**AIM OF THE EXERCISE:**
Once the records below have been read, copy them all out exactly.

**DATA LISTING:**

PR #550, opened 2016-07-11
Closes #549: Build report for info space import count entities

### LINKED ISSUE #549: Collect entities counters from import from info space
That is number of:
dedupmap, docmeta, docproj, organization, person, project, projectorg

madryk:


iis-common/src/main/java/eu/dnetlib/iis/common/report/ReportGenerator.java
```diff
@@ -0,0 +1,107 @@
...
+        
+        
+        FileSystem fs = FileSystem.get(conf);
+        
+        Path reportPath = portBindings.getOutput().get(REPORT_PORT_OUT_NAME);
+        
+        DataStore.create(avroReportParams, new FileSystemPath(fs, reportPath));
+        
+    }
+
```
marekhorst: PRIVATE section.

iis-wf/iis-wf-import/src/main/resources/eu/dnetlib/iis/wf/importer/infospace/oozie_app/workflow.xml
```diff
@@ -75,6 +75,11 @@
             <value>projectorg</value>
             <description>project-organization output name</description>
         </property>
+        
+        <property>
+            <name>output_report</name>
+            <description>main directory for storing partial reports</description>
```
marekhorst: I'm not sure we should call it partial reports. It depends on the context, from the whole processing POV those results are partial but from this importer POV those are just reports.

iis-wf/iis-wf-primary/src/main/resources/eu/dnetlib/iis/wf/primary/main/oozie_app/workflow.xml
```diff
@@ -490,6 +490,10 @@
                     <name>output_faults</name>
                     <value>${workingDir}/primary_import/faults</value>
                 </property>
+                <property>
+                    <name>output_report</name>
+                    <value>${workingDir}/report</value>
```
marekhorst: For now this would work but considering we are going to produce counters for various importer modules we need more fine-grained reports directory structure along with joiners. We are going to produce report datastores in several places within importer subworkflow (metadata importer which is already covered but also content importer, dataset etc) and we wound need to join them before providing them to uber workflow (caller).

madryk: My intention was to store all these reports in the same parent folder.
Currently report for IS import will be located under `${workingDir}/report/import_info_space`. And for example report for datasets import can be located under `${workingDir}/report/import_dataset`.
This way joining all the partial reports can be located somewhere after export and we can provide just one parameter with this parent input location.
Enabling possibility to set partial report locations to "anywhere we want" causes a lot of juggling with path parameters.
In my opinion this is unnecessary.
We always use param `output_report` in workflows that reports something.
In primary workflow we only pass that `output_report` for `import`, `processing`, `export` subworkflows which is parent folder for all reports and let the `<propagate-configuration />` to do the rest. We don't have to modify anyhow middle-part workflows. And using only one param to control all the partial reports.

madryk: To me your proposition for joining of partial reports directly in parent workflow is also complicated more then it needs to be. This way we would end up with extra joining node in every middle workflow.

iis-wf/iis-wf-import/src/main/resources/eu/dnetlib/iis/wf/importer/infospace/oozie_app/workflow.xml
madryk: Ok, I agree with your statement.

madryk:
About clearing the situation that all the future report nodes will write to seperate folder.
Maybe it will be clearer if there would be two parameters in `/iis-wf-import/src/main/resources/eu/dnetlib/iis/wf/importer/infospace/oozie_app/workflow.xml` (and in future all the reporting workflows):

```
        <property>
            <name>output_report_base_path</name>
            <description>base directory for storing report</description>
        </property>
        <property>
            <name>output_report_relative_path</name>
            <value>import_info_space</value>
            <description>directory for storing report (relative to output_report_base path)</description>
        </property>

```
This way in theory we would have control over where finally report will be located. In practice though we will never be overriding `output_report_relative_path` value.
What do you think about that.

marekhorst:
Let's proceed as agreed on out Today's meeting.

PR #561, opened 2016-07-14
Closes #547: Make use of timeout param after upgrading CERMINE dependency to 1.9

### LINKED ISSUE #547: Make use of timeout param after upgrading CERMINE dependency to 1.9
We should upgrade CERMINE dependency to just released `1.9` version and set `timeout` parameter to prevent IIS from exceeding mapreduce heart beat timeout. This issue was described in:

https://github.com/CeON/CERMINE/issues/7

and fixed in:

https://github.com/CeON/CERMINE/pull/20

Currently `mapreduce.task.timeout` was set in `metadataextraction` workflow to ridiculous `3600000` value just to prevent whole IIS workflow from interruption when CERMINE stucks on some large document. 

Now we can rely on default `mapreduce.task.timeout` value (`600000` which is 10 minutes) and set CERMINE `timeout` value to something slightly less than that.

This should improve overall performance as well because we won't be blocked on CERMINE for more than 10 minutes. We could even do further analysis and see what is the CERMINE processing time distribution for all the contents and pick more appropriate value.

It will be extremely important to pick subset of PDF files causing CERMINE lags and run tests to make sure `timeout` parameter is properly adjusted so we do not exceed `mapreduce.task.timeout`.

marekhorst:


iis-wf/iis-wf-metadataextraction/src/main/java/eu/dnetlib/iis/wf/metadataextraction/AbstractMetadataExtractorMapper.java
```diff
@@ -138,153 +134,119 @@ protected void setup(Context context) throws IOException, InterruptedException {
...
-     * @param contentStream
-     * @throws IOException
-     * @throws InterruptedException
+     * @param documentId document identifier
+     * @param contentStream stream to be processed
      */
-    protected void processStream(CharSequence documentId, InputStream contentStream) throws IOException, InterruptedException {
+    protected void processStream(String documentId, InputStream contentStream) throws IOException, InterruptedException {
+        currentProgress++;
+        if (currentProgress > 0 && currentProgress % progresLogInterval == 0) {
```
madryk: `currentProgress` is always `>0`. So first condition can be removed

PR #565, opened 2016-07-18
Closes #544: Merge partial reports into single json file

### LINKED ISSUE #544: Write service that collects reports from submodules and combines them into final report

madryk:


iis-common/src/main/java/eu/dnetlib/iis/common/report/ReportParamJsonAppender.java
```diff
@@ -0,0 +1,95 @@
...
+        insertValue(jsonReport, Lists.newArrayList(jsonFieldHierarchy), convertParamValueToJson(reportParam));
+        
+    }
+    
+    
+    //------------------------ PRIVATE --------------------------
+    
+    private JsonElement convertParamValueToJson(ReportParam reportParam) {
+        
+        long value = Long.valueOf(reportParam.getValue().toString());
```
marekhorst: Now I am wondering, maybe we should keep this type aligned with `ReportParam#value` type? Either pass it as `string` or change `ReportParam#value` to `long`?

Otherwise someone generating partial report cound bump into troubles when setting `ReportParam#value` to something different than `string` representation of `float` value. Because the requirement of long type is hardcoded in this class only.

**FINISHED TASK:**
PR #550, opened 2016-07-11
Closes #549: Build report for info space import count entities

### LINKED ISSUE #549: Collect entities counters from import from info space
That is number of:
dedupmap, docmeta, docproj, organization, person, project, projectorg

madryk:


iis-common/src/main/java/eu/dnetlib/iis/common/report/ReportGenerator.java
```diff
@@ -0,0 +1,107 @@
...
+        
+        
+        FileSystem fs = FileSystem.get(conf);
+        
+        Path reportPath = portBindings.getOutput().get(REPORT_PORT_OUT_NAME);
+        
+        DataStore.create(avroReportParams, new FileSystemPath(fs, reportPath));
+        
+    }
+
```
marekhorst: PRIVATE section.

iis-wf/iis-wf-import/src/main/resources/eu/dnetlib/iis/wf/importer/infospace/oozie_app/workflow.xml
```diff
@@ -75,6 +75,11 @@
             <value>projectorg</value>
             <description>project-organization output name</description>
         </property>
+        
+        <property>
+            <name>output_report</name>
+            <description>main directory for storing partial reports</description>
```
marekhorst: I'm not sure we should call it partial reports. It depends on the context, from the whole processing POV those results are partial but from this importer POV those are just reports.

iis-wf/iis-wf-primary/src/main/resources/eu/dnetlib/iis/wf/primary/main/oozie_app/workflow.xml
```diff
@@ -490,6 +490,10 @@
                     <name>output_faults</name>
                     <value>${workingDir}/primary_import/faults</value>
                 </property>
+                <property>
+                    <name>output_report</name>
+                    <value>${workingDir}/report</value>
```
marekhorst: For now this would work but considering we are going to produce counters for various importer modules we need more fine-grained reports directory structure along with joiners. We are going to produce report datastores in several places within importer subworkflow (metadata importer which is already covered but also content importer, dataset etc) and we wound need to join them before providing them to uber workflow (caller).

madryk: My intention was to store all these reports in the same parent folder.
Currently report for IS import will be located under `${workingDir}/report/import_info_space`. And for example report for datasets import can be located under `${workingDir}/report/import_dataset`.
This way joining all the partial reports can be located somewhere after export and we can provide just one parameter with this parent input location.
Enabling possibility to set partial report locations to "anywhere we want" causes a lot of juggling with path parameters.
In my opinion this is unnecessary.
We always use param `output_report` in workflows that reports something.
In primary workflow we only pass that `output_report` for `import`, `processing`, `export` subworkflows which is parent folder for all reports and let the `<propagate-configuration />` to do the rest. We don't have to modify anyhow middle-part workflows. And using only one param to control all the partial reports.

madryk: To me your proposition for joining of partial reports directly in parent workflow is also complicated more then it needs to be. This way we would end up with extra joining node in every middle workflow.

iis-wf/iis-wf-import/src/main/resources/eu/dnetlib/iis/wf/importer/infospace/oozie_app/workflow.xml
madryk: Ok, I agree with your statement.

madryk:
About clearing the situation that all the future report nodes will write to seperate folder.
Maybe it will be clearer if there would be two parameters in `/iis-wf-import/src/main/resources/eu/dnetlib/iis/wf/importer/infospace/oozie_app/workflow.xml` (and in future all the reporting workflows):

```
        <property>
            <name>output_report_base_path</name>
            <description>base directory for storing report</description>
        </property>
        <property>
            <name>output_report_relative_path</name>
            <value>import_info_space</value>
            <description>directory for storing report (relative to output_report_base path)</description>
        </property>

```
This way in theory we would have control over where finally report will be located. In practice though we will never be overriding `output_report_relative_path` value.
What do you think about that.

marekhorst:
Let's proceed as agreed on out Today's meeting.

PR #561, opened 2016-07-14
Closes #547: Make use of timeout param after upgrading CERMINE dependency to 1.9

### LINKED ISSUE #547: Make use of timeout param after upgrading CERMINE dependency to 1.9
We should upgrade CERMINE dependency to just released `1.9` version and set `timeout` parameter to prevent IIS from exceeding mapreduce heart beat timeout. This issue was described in:

https://github.com/CeON/CERMINE/issues/7

and fixed in:

https://github.com/CeON/CERMINE/pull/20

Currently `mapreduce.task.timeout` was set in `metadataextraction` workflow to ridiculous `3600000` value just to prevent whole IIS workflow from interruption when CERMINE stucks on some large document. 

Now we can rely on default `mapreduce.task.timeout` value (`600000` which is 10 minutes) and set CERMINE `timeout` value to something slightly less than that.

This should improve overall performance as well because we won't be blocked on CERMINE for more than 10 minutes. We could even do further analysis and see what is the CERMINE processing time distribution for all the contents and pick more appropriate value.

It will be extremely important to pick subset of PDF files causing CERMINE lags and run tests to make sure `timeout` parameter is properly adjusted so we do not exceed `mapreduce.task.timeout`.

marekhorst:


iis-wf/iis-wf-metadataextraction/src/main/java/eu/dnetlib/iis/wf/metadataextraction/AbstractMetadataExtractorMapper.java
```diff
@@ -138,153 +134,119 @@ protected void setup(Context context) throws IOException, InterruptedException {
...
-     * @param contentStream
-     * @throws IOException
-     * @throws InterruptedException
+     * @param documentId document identifier
+     * @param contentStream stream to be processed
      */
-    protected void processStream(CharSequence documentId, InputStream contentStream) throws IOException, InterruptedException {
+    protected void processStream(String documentId, InputStream contentStream) throws IOException, InterruptedException {
+        currentProgress++;
+        if (currentProgress > 0 && currentProgress % progresLogInterval == 0) {
```
madryk: `currentProgress` is always `>0`. So first condition can be removed

PR #565, opened 2016-07-18
Closes #544: Merge partial reports into single json file

### LINKED ISSUE #544: Write service that collects reports from submodules and combines them into final report

madryk:


iis-common/src/main/java/eu/dnetlib/iis/common/report/ReportParamJsonAppender.java
```diff
@@ -0,0 +1,95 @@
...
+        insertValue(jsonReport, Lists.newArrayList(jsonFieldHierarchy), convertParamValueToJson(reportParam));
+        
+    }
+    
+    
+    //------------------------ PRIVATE --------------------------
+    
+    private JsonElement convertParamValueToJson(ReportParam reportParam) {
+        
+        long value = Long.valueOf(reportParam.getValue().toString());
```
marekhorst: Now I am wondering, maybe we should keep this type aligned with `ReportParam#value` type? Either pass it as `string` or change `ReportParam#value` to `long`?

Otherwise someone generating partial report cound bump into troubles when setting `ReportParam#value` to something different than `string` representation of `float` value. Because the requirement of long type is hardcoded in this class only.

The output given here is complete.